▸ **Data shown**:
Issue #1821, opened 2019-04-29
ZSH Cargo autocompletion not working


andradei:
**Problem**
`cargo` tab completion is not working. I installed it the same way I did `rustup`, which works.

**Steps**
1. `rustup completions zsh cargo > /usr/local/share/zsh-completions/_cargo`
2. On my `.zshrc` I have

```
fpath=(/usr/local/share/zsh-completions $fpath)
compinit
```

3. Open a new terminal or reload `.zshrc`

**Notes**

Output of `rustup --version`: rustup 1.18.1 (462683b3a 2019-04-25)
Output of `rustup show`:

```
Default host: x86_64-apple-darwin

installed toolchains
--------------------

stable-x86_64-apple-darwin
nightly-x86_64-apple-darwin

active toolchain
----------------

stable-x86_64-apple-darwin (default)
rustc 1.34.0 (91856ed52 2019-04-10)
```

kinnison:
I imagine this is an issue with the zsh completions provided for cargo, rather than rustup itself.

I have just tried manually installing the cargo completions into my zsh setup and can confirm they seem to do nothing.

I'd suggest filing an issue against https://github.com/rust-lang/cargo referencing this issue so that we can discuss it usefully across the projects.

ehuss:
I'm not sure, but it seems to be an issue with how rustup is creating a completion file using `source`.  If I copy the actual source into `~/.zfunc/` and run `compinit -D`, it seems to work fine.

burjui:
@ehuss I didn't even know about the completion dump file and that `_cargo` that `rustup` produces does contain the actual completions, just `source`ing them instead. Indeed, copying the sourced file instead works.

Why doesn't `source`work though? It is supposed to be the equivalent of copying the contents of the sourced file into the script. Then it hit me: the actual completion file contains the `#compdef cargo` line at the start, so when you source it, it is ignored. I've always hated magic comments, and this issue is a perfect example why. Anyway, if you take `_cargo` generated by `rustup`
```zsh
source $(rustc --print sysroot)/share/zsh/site-functions/_cargo
```
and add the line to it:
```zsh
#compdef cargo
source $(rustc --print sysroot)/share/zsh/site-functions/_cargo
```
it works just fine. I feel dumb now for not going all the way with this from the start 🤦‍♂️

Anyway, submitted a PR for this: #1995

kinnison:
If anyone here can confirm the work on #1995 then I'd appreciate it.

[...]

PR #1995, opened 2019-09-15
Fix generation of Cargo completions for ZSH (issue #1821)

burjui:
When `source`ing the original completion file, the `#compdef cargo` line at the start is ignored, and ZSH does not autoload the completions, so `rustup` must put it the generated `_cargo` as well.
<sub>I guess `rustup` does not create a symlink instead, because that would be less portable.</sub>


kinnison:
I do not use zsh completions with cargo; but I can appreciate others might -- is there anyone who can confirm if this is sufficient to make things work?

ehuss:
I don't normally use zsh, but I tried this out and it seems to work (zsh 5.7.1).  Looks like it needs a rustfmt though.

burjui:
@ehuss Done.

▸ **What you have to do**:
Each line of the data should be given back exactly.

▸ **Output of the task**:
Issue #1821, opened 2019-04-29
ZSH Cargo autocompletion not working


andradei:
**Problem**
`cargo` tab completion is not working. I installed it the same way I did `rustup`, which works.

**Steps**
1. `rustup completions zsh cargo > /usr/local/share/zsh-completions/_cargo`
2. On my `.zshrc` I have

```
fpath=(/usr/local/share/zsh-completions $fpath)
compinit
```

3. Open a new terminal or reload `.zshrc`

**Notes**

Output of `rustup --version`: rustup 1.18.1 (462683b3a 2019-04-25)
Output of `rustup show`:

```
Default host: x86_64-apple-darwin

installed toolchains
--------------------

stable-x86_64-apple-darwin
nightly-x86_64-apple-darwin

active toolchain
----------------

stable-x86_64-apple-darwin (default)
rustc 1.34.0 (91856ed52 2019-04-10)
```

kinnison:
I imagine this is an issue with the zsh completions provided for cargo, rather than rustup itself.

I have just tried manually installing the cargo completions into my zsh setup and can confirm they seem to do nothing.

I'd suggest filing an issue against https://github.com/rust-lang/cargo referencing this issue so that we can discuss it usefully across the projects.

ehuss:
I'm not sure, but it seems to be an issue with how rustup is creating a completion file using `source`.  If I copy the actual source into `~/.zfunc/` and run `compinit -D`, it seems to work fine.

burjui:
@ehuss I didn't even know about the completion dump file and that `_cargo` that `rustup` produces does contain the actual completions, just `source`ing them instead. Indeed, copying the sourced file instead works.

Why doesn't `source`work though? It is supposed to be the equivalent of copying the contents of the sourced file into the script. Then it hit me: the actual completion file contains the `#compdef cargo` line at the start, so when you source it, it is ignored. I've always hated magic comments, and this issue is a perfect example why. Anyway, if you take `_cargo` generated by `rustup`
```zsh
source $(rustc --print sysroot)/share/zsh/site-functions/_cargo
```
and add the line to it:
```zsh
#compdef cargo
source $(rustc --print sysroot)/share/zsh/site-functions/_cargo
```
it works just fine. I feel dumb now for not going all the way with this from the start 🤦‍♂️

Anyway, submitted a PR for this: #1995

kinnison:
If anyone here can confirm the work on #1995 then I'd appreciate it.

[...]

PR #1995, opened 2019-09-15
Fix generation of Cargo completions for ZSH (issue #1821)

burjui:
When `source`ing the original completion file, the `#compdef cargo` line at the start is ignored, and ZSH does not autoload the completions, so `rustup` must put it the generated `_cargo` as well.
<sub>I guess `rustup` does not create a symlink instead, because that would be less portable.</sub>


kinnison:
I do not use zsh completions with cargo; but I can appreciate others might -- is there anyone who can confirm if this is sufficient to make things work?

ehuss:
I don't normally use zsh, but I tried this out and it seems to work (zsh 5.7.1).  Looks like it needs a rustfmt though.

burjui:
@ehuss Done.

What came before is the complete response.